Le bourgmestre Vangi Matomina  a écopé de ces  5 ans de servitude pénale pour avoir autorisé la destruction du mur de soutènement de l’avenue Elengesa nouvellement construit pour désenclaver la commune de Makala.

Le Tribunal a, en outre, ordonné « l’arrestation immédiate, la confiscation des objets saisis, à savoir les marteaux, la scie à métaux, la bêche ainsi que le burin, et condamné les prévenus aux frais de l’instance en raison d’un cinquième chacun récupérable par dix (10) jours de contrainte par corps ».
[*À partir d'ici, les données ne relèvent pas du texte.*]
PR #5035, opened 2025-12-09
Update Prometheus and Loki

thampiotr:
#### PR Description

This finally gets rid of our Prometheus fork. 
Not all new experimental features in Prometheus are exposed. Instead there are some TODOs left in the code to GH issues which should address this. This is to keep the PR smaller and prioritise the work accordingly. 

#### PR Checklist

- [x] CHANGELOG.md updated
- [x] Documentation added
- [x] Tests updated
- [x] Config converters updated

PR #6087, opened 2026-04-17
fix(prometheus.scrape): Update scrape_native_histograms to be updated at runtime

kalleep:
### Pull Request Details

Allow scrape_native_histograms updates to take effect in prometheus.scrape and keep the runtime guard only for the settings that still live on the scrape manager. The original runtime restriction was introduced in #4044 when native histogram ingestion was configured through scrape.Options, but it stopped being true after #5035 when this option moved into scrape config.

I also added gaurds / logging for the things that are not currently updatable.

### PR Checklist

- [ ] Documentation added
- [x] Tests updated

### DIFF
--- a/internal/component/prometheus/scrape/scrape.go
+++ b/internal/component/prometheus/scrape/scrape.go
@@ -478,9 +478,14 @@ func (c *Component) Update(args component.Arguments) error {
 	if !c.firstUpdateDone {
 		c.firstUpdateDone = true
 	} else {
-		if c.args.ScrapeNativeHistograms != newArgs.ScrapeNativeHistograms {
-			level.Warn(c.opts.Logger).Log("msg", "scrape_native_histograms cannot be changed at runtime; the component will continue using the original setting until Alloy is restarted", "current", c.args.ScrapeNativeHistograms, "requested", newArgs.ScrapeNativeHistograms)
-			newArgs.ScrapeNativeHistograms = c.args.ScrapeNativeHistograms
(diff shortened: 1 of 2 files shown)


internal/component/prometheus/scrape/scrape.go
```diff
@@ -478,9 +478,14 @@ func (c *Component) Update(args component.Arguments) error {
 	if !c.firstUpdateDone {
 		c.firstUpdateDone = true
 	} else {
-		if c.args.ScrapeNativeHistograms != newArgs.ScrapeNativeHistograms {
-			level.Warn(c.opts.Logger).Log("msg", "scrape_native_histograms cannot be changed at runtime; the component will continue using the original setting until Alloy is restarted", "current", c.args.ScrapeNativeHistograms, "requested", newArgs.ScrapeNativeHistograms)
-			newArgs.ScrapeNativeHistograms = c.args.ScrapeNativeHistograms
+		// TODO: When these change we could stop and re-create scrape manager.
```
kgeckhart, line 481: I wonder if this was behavior carried from upstream which has the ability to do live config updates but not recycle the whole manager?

It would certainly require some thought about what could go wrong.

kgeckhart (approved):

internal/component/prometheus/scrape/scrape.go
kalleep: Yes that was what I was thinking too and did not want to dig into it here.

PR #6088, opened 2026-04-17
fix(documentation): Fix documentation for loki.rules.kubernetes

timonegk:

Fix some broken links and case errors in the `loki.rules.kubernetes` component documentation.

### Notes to the Reviewer

I find the difference between blocks and arguments in the documentation a bit confusing, especially regarding the `rule_selector`. `match_labels` is an argument, `match_expression` is a block. So the two options are explained in completely different places, but tightly belong together. When I read the documentation, I thought that maybe one or the other was not supported because sometimes only one, sometimes only the other was listed. After I understood that one is an argument and one is a block, it was clear, but initially it was quite confusing.
That's why I added the sentence to explain that `match_expression` can also be used.

### PR Checklist

- none applicable


clayton-cornell (approved):
Thanks for catching and fixing the links. They sometimes get missed/broken when other refactoring happens. I try to catch it.. but sometimes they slip through.

The clarification sentence is a good idea.

timonegk:
Of course @clayton-cornell, it's only normal that something slips through from time to time.
By the way, thank you for your thorough reviews in general and your keen eye on detail and consistency. I really appreciate it!

PR #6089, opened 2026-04-17
feat: Integration tests for aws firehose and cloudflare logpull

x1unix:

* Add integration tests for Loki components:
  * `loki.source.cloudflare`
  * `loki.source.awsfirehose`
* Add CloudFlare LogPull mock API server for integration tests.
* Add option to override Cloudflare API URL via env var - this is necessary for tests.

### DIFF
--- a/integration-tests/docker/tests/loki-cloudflare/logpullmock/main.go
+++ b/integration-tests/docker/tests/loki-cloudflare/logpullmock/main.go
@@ -1,0 +1,67 @@
+// logpullmock is a minimal mock of the Cloudflare Logpull API for integration testing.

Il a dit, par contre, « recevable et fondée la constitution de la partie civile ville de Kinshasa (…), et condamné les prévenus à lui payer la somme équivalente en francs congolais de 50 mille USD pour tous les préjudices subis ».

Plaidoirie

Lors de la plaidoirie, le ministère a démontré que la charge retenue contre le bourgmestre et les autres prévenus était une destruction méchante dont les éléments matériels étaient réunis.  « L’infraction de destruction méchante a bel et bien été commise au préjudice de la ville de Kinshasa, propriétaire de l’avenue Elengesa », a déclaré l’un des avocats de la partie civile.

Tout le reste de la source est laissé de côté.